The HIPAA “Minimum Necessary Rule” is a key protection within the Privacy Rule that requires covered entities and their business associates to limit Protected Health Information (PHI) use, disclosure, and requests to the minimum necessary to accomplish the intended purpose. Essentially, healthcare providers and associated parties should only access, share, or request the least amount of sensitive information needed to perform a task, whether that’s treating a patient, billing for services, or carrying out any other healthcare operation. This rule is a cornerstone of maintaining patient privacy and data security, but it does not apply to all situations. For instance, disclosures to or requests by a healthcare provider for treatment purposes, disclosures to the individual who is the subject of the information, and uses or disclosures made pursuant to an individual’s authorization are not subject to the minimum necessary rule. Implementing this rule typically involves developing policies and procedures that limit who can access PHI, under what circumstances PHI can be shared, and how much information each person or entity can access, ensuring that every disclosure is justifiable and appropriate.
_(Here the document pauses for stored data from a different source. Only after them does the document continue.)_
PR #793, opened 2021-04-09
ajm/dockerfile updates

ajm-ska:
I have updated the Dockerfiles and tested that each one can build with `-Dtest=on` and runs the `carta_backend` and `carta_backend_tests`. Here is a brief description of some of the changes:

**Ubuntu 20.04:** 
Switched to @confluence's cartavis-team PPA repository for carta-casacore, casacore-data, and zfp.

**Ubuntu 18.04:**
Switched to @confluence's cartavis-team PPA repository for carta-casacore, casacore-data, zfp, grpc, googletest, and protobuf. 
The only problem is we need to install a more recent cmake from source because the CMakeLists.txt in the carta_backend's Unit Tests gives a: 
```
Unknown CMake command "add_compile_definitions".
```
with 18.04's default cmake version 3.10.2. It needs to be cmake > 3.12. 
Or perhaps @confluence could create a cmake PPA if you think it is worthwhile?

**Ubuntu 16.04**
Looks like no changes are needed.

**CentOS8**
Discovered the OpenStack repo which has recent protobuffer, grpc and zfp RPMs. That simplifies the Dockerfile somewhat. We also have the old cmake version problem here. Surprisingly the default cmake version in RHEL 8/CentOS 8 is 3.11.4. Apparently a newer cmake will come with the RHEL 8.4 release.

Maybe next time we need to update the Dockerfiles, we can convert this `CentOS8` one to `AlmaLinux` seeing that CentOS 8 will be EOL in Dec 2021 as they are changing to CentOS Stream.

**CentOS7**
Similarly, the OpenStack repo can be used to simplify the Dockerfile a lot. CentOS7 has a cmake 3.17.5 package so that is convenient. I installed the newer TBB from source (seemingly not in OpenStack, unfortunately) so the carta_backend's CMakeLists.txt can detect it properly.

**CentOS6**
I propose to remove CentOS6. I'm having some trouble getting it to build with `-Dtest=on`. Although it _should_ be possible as our CircleCI CentOS6 container is working fine. I can't figure out the difference. Although initially built from a Dockerfile, I have been manually updating the CircleCI containers and pushing them to Dockerhub whenever updates were needed. But anyway, RHEL6/CentOS6 has been EOL since 11/30/2020, so maybe we should remove it rather than spending more time on it.

Finally, the **CMakeLists.txt** is modified again to work with the unusual installed location of pugixml in Ubuntu 18.04.


confluence:
The minimum CMake version specified in the main `CMakeLists.txt` is 3.10, and in the test `CMakeLists.txt` is 3.5, which is clearly incorrect. We need to decide whether we _need_ to use this 3.12 feature or if we can work around it in 3.10.

If we're bumping the minimum version to 3.12, we should provide a Bionic package in our repo. Someone else has already backported 3.16 (the Focal version) in a PPA; we can just copy that package to our PPA (the way I've done with the Bionic gRPC dependencies).

Dockerfiles/Dockerfile-ubuntu-18.04
```diff
@@ -4,38 +4,28 @@ FROM ubuntu:18.04
...
+    software-properties-common unzip vim wcslib-dev wget uuid-dev && \
   update-alternatives --install /usr/bin/gcc gcc /usr/bin/gcc-8 80 --slave /usr/bin/g++ g++ /usr/bin/g++-8 --slave /usr/bin/gcov gcov /usr/bin/gcov-8
 
-# Get carta dependencies
-# casacore data from Kernsuite PPA
+# carta_backend unit tests require cmake >3.12 but ubuntu 18.04 provides 3.10.2
 RUN \
-  apt-add-repository -y -s ppa:kernsuite/kern-5 && \
-  apt-get update && \
-  apt-get -y install casacore-data
```
confluence: Our PPA does not package casacore-data. We can get this either from KERN or from the main Ubuntu repository. I assume that there's a reason that we've been using the KERN version, so we should probably keep using it for consistency.

Dockerfiles/Dockerfile-ubuntu-18.04
```diff
@@ -4,38 +4,28 @@ FROM ubuntu:18.04
...
-
-# grpc from webispy ppa
-RUN \
-  add-apt-repository -y ppa:webispy/grpc && \
-  apt-get update && \
-  apt-get install -y libprotobuf-dev protobuf-compiler libgrpc++-dev libgrpc-dev protobuf-compiler-grpc googletest
+  ln -snf /usr/share/zoneinfo/$CONTAINER_TIMEZONE /etc/localtime && echo $CONTAINER_TIMEZONE > /etc/timezone && \
+  add-apt-repository -y ppa:cartavis-team/carta && \
+  apt-get -y update && \
+  apt-get -y install casacore-dev googletest libgrpc++-dev libprotobuf-dev libzfp-dev protobuf-compiler-grpc
```
confluence: This is unnecessary. We only have to install `casacore-dev`; the other dependencies will be installed automatically. When I have finished my current changes to the carta-casacore package, this will be called `carta-casacore-dev` (so we should use that name and only merge this PR once the new packages are in place).

Dockerfiles/Dockerfile-ubuntu-18.04
confluence: It may be unnecessary to install casacore-data explicitly here; it should be installed automatically later as a recommended dependency of our casacore package. But we should check this; I've seen that in some environments apt is configured not to install recommended dependencies by default.

Dockerfiles/Dockerfile-ubuntu-20.04
```diff
@@ -13,23 +13,11 @@ RUN \
     software-properties-common unzip wcslib-dev wget uuid-dev
 
 # Get carta dependencies
-# casacore data from Kernsuite PPA
+# carta-casacore and zfp from cartavis-team PPA (includes casacore-data)
 RUN \
-  apt-add-repository -y -s ppa:kernsuite/kern-7 && \
+  add-apt-repository -y ppa:cartavis-team/carta && \
   apt-get update && \
-  apt-get -y install casacore-data
```
confluence: As above.

Dockerfiles/Dockerfile-ubuntu-20.04
```diff
@@ -13,23 +13,11 @@ RUN \
...
-  add-apt-repository -y ppa:cartavis/carta-casacore && \
-  apt-get update && \
-  apt-get install carta-casacore
-
-# zfp from cartavis PPA
-RUN \
-  add-apt-repository -y ppa:cartavis/zfp && \
-  apt-get update && \
-  apt-get install zfp
+  apt-get -y install casacore-dev libzfp-dev
```
confluence: As above.

confluence (changes requested):
I'm in the process of modifying our packages to install / use casacore libraries in a private location in `/opt/`. This will allow our packages to be installed in parallel to the casacore packages from KERN without interfering with them.

Once this is done I will add the required cmake config update to this PR (so that a source install of the backend will be compatible with the packaged install of carta-casacore) and make a corresponding carta-casacore PR recommending the same install prefix (so that a source install of carta-casacore will be compatible with the updated backend config).

We will also need to make that change to the Xenial dockerfile, where we build carta-casacore from source.

Dockerfiles/Dockerfile-ubuntu-18.04
confluence: Sorry, my bad -- I forgot that these were build dependencies, not runtime dependencies.

veggiesaurus:
we can just revert to `add_definitions` instead of `add_compile_definitions`, rather than requiring a newer version of cmake.

ajm-ska:
> we can just revert to `add_definitions` instead of `add_compile_definitions`, rather than requiring a newer version of cmake.

OK. I will try it.

ajm-ska:
Using `add_definitions` instead in `../test/CMakeLists.txt` does indeed work!

It seems it is not necessary to explicitly install `casacore-data` because it is installed automatically as a dependency by `casacore-dev`. 

No hurry with the new PPAs. We can sit on this PR for a while.

confluence:
Here's the corresponding [carta-casacore PR](https://github.com/CARTAvis/carta-casacore/pull/12). I'm going to add my config changes into this branch now.

confluence:
I have added my `CMakeLists.txt` change.

Something that I haven't checked yet is that if you have another version of casacore installed in the standard location and you build the backend, it will use all of the correct files from the custom location. Obviously if you don't have our version installed at all it will fail to find imageanalysis, but I want to make 100% sure that you can't get a mixture of versions if you have both.

confluence:
I have edited the Dockerfiles to match.

Can we check if `ENV CASAPATH` is actually needed? It isn't even showing the correct path to the data for the latest Ubuntu versions. I have never set this.

Also, do we still need to set `LD_LIBRARY_PATH`? For which libraries? The custom casacore library location is now being added to the runpath in the executable; can we do this instead for any other custom locations if necessary? I think that cmake may be doing this automatically for linked directories.

Dockerfiles/Dockerfile-ubuntu-18.04
confluence: I've re-added the KERN PPAs to these two docker files. We can also use the standard Ubuntu version of casacore-data, but that has to pull in a bunch of other casacore dependencies because of how it's structured.

confluence:
I have updated the README. I'm not sure if we should include information about both the release and the development package in the development readme.

Some of these changes need to be backported to 1.4 (the new PPA and the new casacore location), but some are only relevant to the development version.

Should we create a new branch for a 1.4 backport, so that we can reproduce the necessary changes there and merge them in parallel?

ajm-ska:
@confluence  Indeed the two ENV lines:

> ENV LD_LIBRARY_PATH "/usr/local/lib64:/usr/local/lib:$LD_LIBRARY_PATH"
> ENV CASAPATH "/usr/local/share/casacore linux local `hostname`"

Seem to be unnecessary. I tested their removal in each of the five Dockerfiles, going as far as opening a FITS image in the resulting carta_backends.

There were only two problems:
1. libzfp in the ubuntu 16.04 Dockerfile installed to /usr/local/lib and then the carta_backend can not find it at run time. However, that is fixed now by building ZFP with the `-DCMAKE_INSTALL_PREFIX=/usr` flag.

2. libtbb in the CentOS7 Dockerfile where it also gets installed to /usr/local/lib. Unfortunately doing the same `-DCMAKE_INSTALL_PREFIX=/usr` trick didn't work because CentOS doesn't seem to have /usr/lib in LD_LIBRARY_PATH by default. Most library files seem to be searched through `/lib64` which is a symlink to `/usr/lib64`. Building TBB with `-DCMAKE_INSTALL_PREFIX=/` so that it installs to /usr/lib doesn't seem to work either. So I just left it to install to /usr/local/lib and put in `ENV LD_LIBRARY_PATH "/usr/local/lib"` for the CentOS7 Dockerfile only.

ajm-ska:
> Should we create a new branch for a 1.4 backport, so that we can reproduce the necessary changes there and merge them in parallel?

OK. The `Jenkinsfile` and the `.circleci/config.yml` file would also need to be updated if we would want it to be able to pass the CI tests.

confluence:
>     1. libzfp in the ubuntu 16.04 Dockerfile installed to /usr/local/lib and then the carta_backend can not find it at run time. However, that is fixed now by building ZFP with the `-DCMAKE_INSTALL_PREFIX=/usr` flag.

We should not be installing things built from source into `/usr`. It would be better to put the `LD_LIBRARY_PATH` back for Xenial (unless we want to modify the config file just for Xenial, which I don't think we should bother doing at this point).

confluence:
I will start a backport branch today.

veggiesaurus:
> We should not be installing things built from source into `/usr`. It would be better to put the `LD_LIBRARY_PATH` back for Xenial (unless we want to modify the config file just for Xenial, which I don't think we should bother doing at this point).

I agree. We really shouldn't be concerned about Xenial at this point. It's ending standard support [this month](https://wiki.ubuntu.com/Releases), and we haven't officially supported it for CARTA since 20.04 was released.

ajm-ska:
> > We should not be installing things built from source into `/usr`. It would be better to put the `LD_LIBRARY_PATH` back for Xenial (unless we want to modify the config file just for Xenial, which I don't think we should bother doing at this point).
> 
> I agree. We really shouldn't be concerned about Xenial at this point. It's ending standard support [this month](https://wiki.ubuntu.com/Releases), and we haven't officially supported it for CARTA since 20.04 was released.

OK. I have added `ENV LD_LIBRARY_PATH "/usr/local/lib"` and tested it to see that it works.

ajm-ska:
@confluence I made an RPM for carta-casacore using the new install location: `-DCMAKE_INSTALL_PREFIX=/opt/carta-casacore`

However, for RPMs it looks like the lib files go to a lib64 directory by default; `/opt/carta-casacore/lib64`
So would you be OK about adding that to the CMakeLists.txt file?
```
LINK_DIRECTORIES(/opt/carta-casacore/lib /opt/carta-casacore/lib64)
```

confluence:
I would prefer to fix this in the RPM rather than adding a new edge case to the config. But if there isn't an easy way to do it in the short term I guess it should be fine (we already have corner cases for MacOS).

ajm-ska:
> I would prefer to fix this in the RPM rather than adding a new edge case to the config. But if there isn't an easy way to do it in the short term I guess it should be fine (we already have corner cases for MacOS).

Looks like I can override the RPM macros. By default `%{_lib}` is `lib64` because I am building 64-bit libraries on a 64-bit platform. But I can force rename it to anything, in this case `lib` (even though lib is supposed to be for 32-bit libraries)
```
%define _lib /lib
```

ajm-ska:
The many commits to the `Jenkinsfile` were my attempt to add a wait and retry feature on the assumption that some ICD tests may fail due to occasional delays in the network or hard drive access. The feature worked when tested in one stage; if a test in the stage failed, it would wait 30 seconds, restart the backend, and try to run through the tests again. It would only attempt this 3 times in a row. 

Unfortunately when added to all stages, the Jenkinsfile became too large to be interpreted by Jenkins. This is a known problem when using `declarative pipelines` in Jenkins. So for now I have just added the feature to the definitions at the end. It doesn't work as well in that location because it doesn't restart the backend. It just tries 3 times on the same backend process. So if the backend has crashed or hung for some reason, then the test will fail on each retry. I guess we should be made aware of those cases anyway, but some other time I will attempt to write the Jenkinsfile in a different way, maybe using the 'shared libraries' method. But that can be another Pull Request.

I know the `session` and `animator` tests are currently failing. I believe that is due to the ICD upgrade. The ICD tests are now using version 20, but this branch is still using version 19. This is another situation that should be improved in the ICD tests.

ajm-ska:
I'm currently just testing Homebrew with carta-casacore installed to `/opt/carta-casacore`. Hopefully I will be finished soon.

ajm-ska:
On MacOS, although I have added `-DCMAKE_INSTALL_PREFIX=/opt/carta-casacore` to the carta-casacore Homebrew Formula, it looks like Homebrew automatically prefixes everything with the `HOMEBREW_PREFIX` of `/usr/local`. 
So it can not install directly in `/opt/carta-casacore`. 
Instead it can only go to `/usr/local/opt`, where it is actually a symlink back to the Cellar (with a version number):
`carta-casacore -> ../Cellar/carta-casacore/2021.2.4`

The carta-backend formula can be set to use a specific version of carta-casacore. For example,
Adding:
`path = HOMEBREW_PREFIX/"Cellar/carta-casacore/2021.2.4/include"`
Then putting this in the carta-backend's cmake:
`"-DCMAKE_CXX_FLAGS=-I#{path}/casacode -I#{path}/casacore",`
So there should be no conflict with other versions of carta-casacore installed on the same system.

Anyway, Homebrew can build this carta-backend branch fine using the carta-casacore installed in `/usr/local/opt`, and it works.

confluence:
Shall we merge this first and finish the 1.4 backport branch separately? I don't want to spend a huge amount of time on the backport; just to replace all references to the old PPA to avoid confusion. I'm not even 100% sure if it's necessary, given how close we are to the 2.0 release.

ajm-ska:
OK. 

I have just modified the Dockerfile to re-enable the Timer unit tests for MacOS now that their reliability has been improved in the other PR (adjust block_for_millis function).

jolopezl:
@ajm-asiaa, after rebuilding my ubuntu 20.04 docker container from this update I had to manually install `libfmt-dev` to build carta-backend. Maybe something went missing?

veggiesaurus:
> @ajm-asiaa, after rebuilding my ubuntu 20.04 docker container from this update I had to manually install `libfmt-dev` to build carta-backend. Maybe something went missing?

that's odd. Don't we use fmt from spdlog?

ajm-ska:
> > @ajm-asiaa, after rebuilding my ubuntu 20.04 docker container from this update I had to manually install `libfmt-dev` to build carta-backend. Maybe something went missing?
> 
> that's odd. Don't we use fmt from spdlog?

That's right. That is why we took `libfmt-dev` out.
Do you run `git submodule update --init --recursive` first?

jolopezl:
Now I see the problem: `TestTimer.cc` is still using `libfmt` rather than `spdlog/fmt`.

jolopezl:
See: https://github.com/CARTAvis/carta-backend/pull/805.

PHI can be shared for treatment, where medical professionals exchange information to provide optimal care. PHI is also shared for payment purposes, such as when a healthcare provider bills an insurance company, including details about the patient and services provided. HIPAA allows PHI disclosure for healthcare operations, which includes activities like quality assessment, training programs, and audits. Certain disclosures for public interest are permitted, like reporting specific diseases to public health authorities. With a patient’s explicit authorization, PHI can be shared according to their wishes. All these disclosures must follow HIPAA’s “minimum necessary rule,” which stipulates that only the minimum amount of PHI needed should be used, disclosed, or requested to accomplish the intended purpose, helping to prevent unnecessary exposure of patient information.